Etwa 7000 Sprachen gibt es derzeit noch auf der Welt. Über die Hälfte davon sind gefährdet oder am Aussterben, 936 sind schon gestorben.

In Deutschland sind im Todeskampf das Niedersorbisch und das Saterfriesisch. Der kritische Wert liegt bei 500. Wenn weniger als 500 Menschen eine Sprache sprechen, wird sie voraussichtlich nicht überleben. In Nordamerika und in Australien sind besonders viele Sprachen ausgestorben.

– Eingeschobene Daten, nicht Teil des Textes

PR #592, opened 2024-07-24
feat: Add file extension (read/write)

freehuntx:
This PR adds a file extension which allows read/write of files.

### DIFF
--- a/file/Tiltfile
+++ b/file/Tiltfile
@@ -1,0 +1,21 @@
+def read_file(path):
+  if os.name == "posix": # Linux/Mac implementation
+    return str(local("cat {}".format(path), echo_off=True, quiet=True))
+  elif os.name == "nt": # Windows implementation
+    path = path.replace("/", "\\")
+    return str(local("type {}".format(path), echo_off=True, quiet=True))
+  else:
+    fail("Unknown system architecture: " + os.name)
+
+def write_file(path, content):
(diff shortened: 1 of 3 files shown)


humb1t (approved):

file/Tiltfile
```diff
@@ -0,0 +1,21 @@
+def read_file(path):
```
nicks, line 1: hmmm...`read_file` is already a builtin, so i'm not sure what this adds - https://docs.tilt.dev/api.html#api.read_file

file/Tiltfile
```diff
@@ -0,0 +1,21 @@
...
+    path = path.replace("/", "\\")
+    return str(local("type {}".format(path), echo_off=True, quiet=True))
+  else:
+    fail("Unknown system architecture: " + os.name)
+
+def write_file(path, content):
+  content = str(content)
+
+  if os.name == "posix": # Linux/Mac implementation
+    local("echo '{}' > {}".format(content, path), echo_off=True, quiet=True)
```
nicks, line 14: this is going to cause escaping problems, so i'm not sure this is a good idea

freehuntx: Np i close it

file/Tiltfile
freehuntx: Its a bad MR i guess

Ich habe das alles neulich irgendwo gelesen, ich glaube zum internationalen Tag der Muttersprache und war zunächst betroffen, wie man das ja immer ist, wenn man lesen muss, dass was ausstirbt: Tierarten, Pflanzenarten, Sprachen. Aber dann dachte ich: Bei den Sprachen hat das doch auch eine gute Seite. Denn es ist ja nicht so, dass die Menschen dann verstummen, weil sie keine Sprache mehr hätten, sondern sie sprechen eine andere Sprache, eine, die von viel mehr Menschen gesprochen wird, in der man sich also mit viel mehr Menschen verständigen kann und das ist ja was Gutes.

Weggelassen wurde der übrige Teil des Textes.